Watson’s genome, which is being deposited in a public database, is unlikely to remain alone for long. Illumina, a San Diego-based technology company that acquired 454’s rival sequencing company, Solexa, earlier this year, plans to sequence the genome of one of the people who contributed DNA to the HapMap project, an effort to catalogue human genetic variation. (See “A New Map for Health.”) The National Institutes of Health (NIH) is also planning a personal genome project: it aims to sequence the genomes of 100 different people in the next two years. NIH scientists are currently debating whose genomes would prove most useful to the research community. People included in the HapMap project, which focused on populations in Nigeria, China, Japan, and Utah, are likely candidates. (Craig Venter, a fellow genomic celebrity who pioneered Celera’s human genome project, previously revealed that he was the subject of that effort. His DNA now resides in a publicly funded genetic database, and according to the journal Nature, he soon plans to publish a paper describing it.)
454 also aims to create a longer list of personal genomes. Michael Egholm, vice president of molecular biology at 454, predicts that the company will reach the $100,000-genome point within the next year, which he says will be a turning point at which scientists can afford to sequence hundreds of genomes for research purposes. The next step will be the $10,000 genome, which should bring the company within reach of the X Prize Foundation’s $10 million award, announced last October, for the first privately funded team that can sequence 100 human genomes in 10 days. (See “The X Prize’s New Frontier: Genomics.”) “The goal is to make human sequencing routine,” says Egholm. “Someday in the future, every human will have their DNA sequenced, probably at birth.”
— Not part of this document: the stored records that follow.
PR #567, opened 2023-06-01
Solution

anastmishchuk:


app/main.py
```diff
@@ -1,3 +1,57 @@
...
+        return f"Distance: {self.km} kilometers."
+
+    def __repr__(self) -> str:
+        return f"Distance(km={self.km})"
+
+    def __add__(self, other: Union[float, int, Distance]) -> Distance:
+        if isinstance(other, Distance):
+            return Distance(self.km + other.km)
+        else:
+            return Distance(km=self.km + other)
```
Grayder0152, line 19:
```suggestion
        return Distance(km=self.km + other)
```

app/main.py
```diff
@@ -1,3 +1,57 @@
+from __future__ import annotations
+from typing import Union
+
+
 class Distance:
-    # Write your code here
-    pass
+    def __init__(self, km: int | float) -> None:
```
Grayder0152, line 6: Why do you use `|` here but in 15 line use Union ? choose one thing

Grayder0152 (changes requested):

app/main.py
```diff
@@ -1,3 +1,56 @@
...
+        return self
+
+    def __mul__(self, other: Union[float, int]) -> Distance:
+        return Distance(km=self.km * other)
+
+    def __truediv__(self, other: Union[float, int]) -> Distance:
+        return Distance(round(self.km / other, 2))
+
+    def __lt__(self, other: Union[float, int, Distance]) -> bool:
+        if self.km < other:
```
vasylhnatiuk, line 34: you must check if other is Distance and add another option like 

            return self.km < other.km

vasylhnatiuk: add here and all of bellow functions

vasylhnatiuk (changes requested):

app/main.py
```diff
@@ -1,3 +1,66 @@
...
+    def __mul__(self, other: Union[float, int]) -> Distance:
+        return Distance(km=self.km * other)
+
+    def __truediv__(self, other: Union[float, int]) -> Distance:
+        return Distance(round(self.km / other, 2))
+
+    def __lt__(self, other: Union[float, int, Distance]) -> bool:
+        if isinstance(other, Distance):
+            return self.km < other.km
+        elif self.km < other:
```
vasylhnatiuk, line 36: you can write only this because `self.km < other` returns `True` or `False` like in above code
```suggestion
        return self.km < other
```

vasylhnatiuk: change here and all of the code

vasylhnatiuk (changes requested):

vasylhnatiuk (approved):

PR #573, opened 2023-06-06
Implemented Distance-Class task

OleksiiKiva:


app/main.py
```diff
@@ -1,3 +1,53 @@
...
+        return self.km == self.return_number(other)
+
+    def __le__(self, other: int | float | Distance) -> bool:
+        return self.km <= self.return_number(other)
+
+    def __ge__(self, other: int | float | Distance) -> bool:
+        return self.km >= self.return_number(other)
+
+    @staticmethod
+    def return_number(number: int) -> int | float:
```
YukihiroSM, line 50: You have the case, when number might be an instance of Distance.  So, number: int is not correct in this case, because number is Distance. Fix the type hint.

app/main.py
```diff
@@ -1,3 +1,53 @@
...
+        return Distance(
+            self.km + self.return_number(other)
+        )
+
+    def __iadd__(self, other: int | float | Distance) -> Distance:
+        self.km += self.return_number(other)
+        return self
+
+    def __mul__(self, other: int | float) -> Distance:
+        self.km *= other
```
YukihiroSM, line 25: How do you think is it a good idea to change the input object? `self.km *= other` will change the object itself. 
Also, `other` might be Distance, not only int or float.

app/main.py
```diff
@@ -1,3 +1,53 @@
...
+        return Distance(self.km)
+
+    def __truediv__(self, other: int | float) -> Distance:
```
YukihiroSM, line 28: Check comment for `__mul__`

YukihiroSM (changes requested):

app/main.py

Watson’s case also brings back to the forefront many of the ethical issues surrounding the genomic age. Rothberg and others picked Watson as the subject of their first personal genome partly as an homage to a genetic pioneer, but also because, as a geneticist, he is intimately acquainted with the medical and ethical quandaries likely to arise from learning about one’s genome and making it publicly available. For example, someone might find out that she has the genetic variant for a largely untreatable or unpreventable disease, such as Alzheimer’s. Watson, who has a family history of Alzheimer’s, has said that he does not want to know if he carries a specific variation known as APOE4 that’s linked to increased risk of the disease.
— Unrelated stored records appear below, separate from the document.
PR #574, opened 2023-06-06
Solution

Anastasia-Su:


app/main.py
```diff
@@ -1,3 +1,64 @@
...
+        )
+
+    def __iadd__(self, other: int | float | Distance) -> Distance:
+        if isinstance(other, (int, float)):
+            self.km += other
+        else:
+            self.km += other.km
+        return self
+
+    def __mul__(self, other: int | float | Distance) -> Distance | None:
```
ArsenPidhoretskyi, line 28: mul does not accepts Distance. And it always return distance, because check for isintance is not needed inside
The same with truediv

app/main.py
```diff
@@ -1,3 +1,64 @@
...
+
+    def __truediv__(self, other: int | float | Distance) -> Distance | None:
+        if isinstance(other, (int, float)):
+            return Distance(km=round(self.km / other, 2))
+
+    def __lt__(self, other: int | float | Distance) -> bool:
+        if isinstance(other, (int, float)):
+            return self.km < other
+        else:
+            return self.km < other.km
```
ArsenPidhoretskyi, line 40:
```suggestion
        return self.km < other.km
```
The same fix in other places

ArsenPidhoretskyi (changes requested):

ArsenPidhoretskyi (approved):
Well done!

PR #577, opened 2023-06-10
solution

vkleshko:


app/main.py
```diff
@@ -1,3 +1,81 @@
...
+    def __init__(self, km: float) -> None:
+        self.km = km
+
+    def __str__(self) -> str:
+        return f"Distance: {self.km} kilometers."
+
+    def __repr__(self) -> str:
+        return f"Distance(km={self.km})"
+
+    def __add__(self, other: "Distance") -> "Distance":
```
ArsenPidhoretskyi, line 14: other can also be int or float

app/main.py
```diff
@@ -1,3 +1,81 @@
...
+        if isinstance(other, Distance):
+            return Distance(self.km + other.km)
+        elif isinstance(other, (int, float)):
+            return Distance(self.km + other)
+        else:
+            return NotImplemented
```
ArsenPidhoretskyi, line 20: Why you need return Exception Type? In is not raise exception. It just return

app/main.py
```diff
@@ -1,3 +1,81 @@
...
+    def __mul__(self, other: Union[int, float]) -> "Distance":
+        if isinstance(other, (int, float)):
+            return Distance(self.km * other)
+        else:
+            return NotImplemented
+
+    def __truediv__(self, other: Union[int, float]) -> "Distance":
+        if isinstance(other, (int, float)):
+            return Distance(round(self.km / other, 2))
+        else:
```
ArsenPidhoretskyi, line 40: else: not needed fix in all places

ArsenPidhoretskyi (changes requested):

PR #587, opened 2023-06-20
Develop

NazarKravchenk0:


Bohdan-Salamakha (changes requested):
1
don't change flake8 settings
2
add typehint for "other"

app/main.py
```diff
@@ -1,3 +1,78 @@
...
+    def __init__(self, km: float) -> None:
+        self.km = km
+
+    def __str__(self) -> str:
+        return f"Distance: {self.km} kilometers."
+
+    def __repr__(self) -> str:
+        return f"Distance(km={self.km})"
+
+    def __add__(self, other: "Distance") -> "Distance":
```
EdAlekseiev, line 11: Other can be int and float too. Fix everywhere
```suggestion
    def __add__(self, other: "Distance" | int | float) -> "Distance":
```

EdAlekseiev (changes requested):

app/main.py
```suggestion
    def __add__(self, other: Distance | int | float) -> Distance:
```

app/main.py
```diff
@@ -1,3 +1,78 @@
...
+        if isinstance(other, Distance):
+            return Distance(self.km + other.km)
+        elif isinstance(other, (int, float)):
+            return Distance(self.km + other)
+        else:
```
vsmutok, line 16: `else` redundant here

vsmutok (changes requested):

PR #588, opened 2023-06-21
Solution

pnakongit:


app/main.py
```diff
@@ -1,3 +1,134 @@
...
+    def __truediv__(self, other: int | float) -> Distance:
+
+        self._distance_types_validator(
+            obj=other,
+            valid_types=(int, float),
+            operator="/"
+        )
+
+        km = self.km / other
+        round_km = int(km) if int(km) == km else float("{:.2f}".format(km))
```
ArsenPidhoretskyi, line 72: round_km = round(km, 2)

ArsenPidhoretskyi (changes requested):

app/main.py
pnakongit: Thx a lot

vsmutok (approved):
Good Job 👍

One of the public’s biggest worries about personal genomics is the possibility of genetic discrimination when applying for a job or trying to get health insurance. Various states have legislation preventing this practice, but a corresponding federal bill has been languishing in Congress for years. Peter Traber, Baylor’s president, said at the press conference that he hopes the completion of Watson’s genome will spur passage of that bill.
Watson said he didn’t think too much about the contents of his genome in the interim between giving a DNA sample and getting the results. “I knew I was risking possible anxiety when I saw it,” he said. “But it’s much more likely that if I don’t sleep at night, it’s due to thinking about Iraq.”